Validation of the PIWI-piRNA pathway activity in the human brain. (a) Expression of genes involved in piRNA biogenesis by RNA-Seq analysis of pooled brain and testis samples. The genes were categorized by their respective role in the piRNA pathway. (b) Real-time PCR quantification of PIWIL1, PIWIL2, PIWIL3, and PIWIL4 gene expression in adult and fetal brain samples. (c) Heatmaps depicting expression (left) with respect to fold-change (FC) (right) of differentially expressed piRNAs in adult and fetal brain samples compared to the testis group. Only piRNAs with a read count ≥ 100 in at least one sample with |FC| ≥ 1.5 and adjusted p-value ≤ 0.05 were considered. Expression levels are displayed from yellow (high expression) to blue (low expression) while FCs are displayed from green (under-expressed) to red (over-expressed). Samples that are pools of RNA from different individuals are indicated as pool.

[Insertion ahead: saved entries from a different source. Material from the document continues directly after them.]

PR #71, opened 2021-02-06
Fix turtle and canvas reset issues

### LINKED ISSUE #70: turtle and canvas state are not reset of program start
The turtle position and orientation is not reset to the origin on program start. To reproduce the problem, simply run

    turtle.move(40);

multiple times in a row. Also, the line height is changed when setting the font:

    canvas.setFont("Helvetica", 50);
    canvas.text(50, 50, "bla\nbla");   # two lines to test line height

Running the program, removing the first statement and running it again demonstrates the problem.

Jartreg:
The turtle service is not properly reset in `clear()`, because `reset()` was
called after the interpreter was set to `null`.
Resetting both canvas and turtle directly after creating the interpreter
ensures that they are in a correct state.

This fixes #70.

### DIFF
--- a/src/ide/ide.ts
+++ b/src/ide/ide.ts
@@ -709,7 +709,6 @@ export let ide = (function() {
 			ctx.setTransform(1, 0, 0, 1, 0, 0);
 			ctx.clearRect(0, 0, module.turtle.width, module.turtle.height);
 		}
-		if (module.interpreter) module.interpreter.service.turtle.reset.call(module.interpreter, 0, 0, 0, true);
 	
 		let ctx = module.canvas.getContext("2d");
 		ctx.setTransform(1, 0, 0, 1, 0, 0);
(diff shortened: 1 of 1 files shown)


TGlas (commented):
Wouldn't it be better to give each interpreter instance its independent instance of services, with independent state? Currently there is no concrete need for parallel interpreter instances in the IDE, but combining a global service state with potentially multiple interpreters sounds dangerous. I can think of situations where this actually matters: at some point I created a system for emulating an online exam client-side in the browser, acting as a mock exam system (it is old and would require a major overhaul). In there I had an interpreter instance for the IDE combined with an independent interpreter instance for the automatic evaluation.

Therefore I propose to replace the static defaultService object with a createDefaultServices() function, which can be called whereever defaultService is used now. What do you think?

Jartreg:
I totally agree! With this I tried to add as few changes as possible, but it wouldn't have been a permanent solution.

TGlas:
I'll go ahead with that solution.

Jartreg:
If you don't mind I would like to propose a solution myself, because it gives us the oportunity to rewrite the services as Typescript classes.

TGlas:
On 06.02.21 12:14, Jartreg wrote:
> If you don't mind I would like to propose a solution myself, because it 
> gives us the oportunity to rewrite the services as Typescript classes.

Sure! I did only the quick fix. Just create an independent PR.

Then, we assessed the mRNA levels of PIWI genes in both adult and fetal brain RNA groups of samples using real-time PCR. The results showed a higher expression of PIWIL2 and PIWIL4 genes in contrast to PIWIL1 and PIWIL3 (Fig. 3b). Notably, all PIWIL-transcripts demonstrated greater abundance in fetal RNA samples than in adult ones. In detail, the mean ± SD values of relative expression for fetal and adult groups were as follows: 7.19E-5 ± 6.11E-5 and 3.34E-5 ± 2.26E-5 for PIWIL1 (p = 0.037, Wilcoxon rank-sum test), 4.55E-4 ± 1.93E-4 and 2.87E-4 ± 2.25E-4 for PIWIL2 (p = 0.014), 1.44E-5 ± 1.39E-5 and 0.48E-5 ± 0.39E-5 for PIWIL3 (p = 0.13), and 6.76E-3 ± 1.94E-3 and 2.6E-3 ± 1.35E-3 for PIWIL4 (p < 0.001).

PiRNA brain signature

In order to validate piRNA-specific expression in brain tissues, we also assessed their enrichment in brain tissues against testis samples. We performed a differential expression analysis, considering |FC| ≥ 1.5, adjusted p-value ≤ 0.05, and a minimum read count of 100 in at least one sample (Fig. 3c, Supplementary Table 8). Overall, we identified 109 differentially expressed transcripts. Among these, 25 piRNAs exhibited higher expression, while 32 displayed lower expression in both the fetal and adult groups compared to the testis group. 12 piRNAs were expressed at significantly higher levels and 15 at lower levels solely in the adult group when compared to the testis group. 3 piRNAs exhibited higher expression, and 15 showed lower expression in the fetal group as opposed to the testis group. Finally, 4 piRNAs were expressed at higher levels in fetal and at lower levels in adult samples in contrast to the testis group, while 3 piRNAs displayed the opposite pattern, expressed at lower levels in fetal and at higher levels in adult samples when compared to the testis group.

Taken together, these results strongly suggest that the PIWI-piRNA pathway is active in the human brain.